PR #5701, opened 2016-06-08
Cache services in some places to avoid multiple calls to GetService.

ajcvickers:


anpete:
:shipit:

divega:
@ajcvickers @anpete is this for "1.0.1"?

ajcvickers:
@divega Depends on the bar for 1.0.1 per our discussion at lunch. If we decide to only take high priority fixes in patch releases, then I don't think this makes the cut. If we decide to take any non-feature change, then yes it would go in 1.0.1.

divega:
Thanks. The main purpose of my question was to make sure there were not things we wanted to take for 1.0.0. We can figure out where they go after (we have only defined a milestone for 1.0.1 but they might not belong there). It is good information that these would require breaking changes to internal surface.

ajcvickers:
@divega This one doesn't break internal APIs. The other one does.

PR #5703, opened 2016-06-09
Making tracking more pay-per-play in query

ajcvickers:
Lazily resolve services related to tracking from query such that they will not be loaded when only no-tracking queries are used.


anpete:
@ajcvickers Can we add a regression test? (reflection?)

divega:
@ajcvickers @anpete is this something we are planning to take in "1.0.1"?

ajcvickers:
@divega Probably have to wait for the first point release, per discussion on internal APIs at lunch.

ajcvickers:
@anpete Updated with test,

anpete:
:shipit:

::::::::

■ Exercise aim: The word "lunch" may occur in lines of the records. Report how many such lines there are, giving only the number.

■ Solution to this task: 2